This large elaborate wooden church was built in 1909–1910 and replaced an earlier, smaller St Brigid's Church, also of timber. It was designed by Reverend Andrew Horan of the Ipswich parish who also donated the cost of the foundations. It was built on the day-labour system under the supervision of builder and contractor, RJ Murphy. A substantial amount of the labour was gratuitously performed by local residents.

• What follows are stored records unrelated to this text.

Issue #1386, opened 2024-01-31
Document how `os/spawn` should be cleaned up or handle zombie processes...


amano-kenji:
For now, I discovered a few tricks for `os/spawn` as below.
```janet
(try
  (with [proc (os/spawn ["prog" "arg1"] :p {:out :pipe})]
    (ev/read (proc :out) :all nil 5))
  ([_] nil))
```
```janet
(try
  (with [proc (os/spawn ["prog" "arg1"] :p {:out :pipe})]
    (ev/with-deadline 5
      (os/proc-wait proc)))
  ([_] nil))
```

Initially, Mass in the Rosewood district was celebrated in settlers' homes, and after 1875 in a room at The Rising Sun Hotel. This practice continued until the first St Brigid's Church was built in 1885. The locality was a prosperous one, with sugar, timber and dairying supporting the predominantly Irish and German population. The foundations of the second church were blessed on 13 December 1908 and the building, which could accommodate a congregation of 1,000, was opened for religious services on 13 February 1910 by Archbishop of Brisbane James Duhig. Rosewood was the first country place in which, as a priest, Bishop Duhig had celebrated Mass.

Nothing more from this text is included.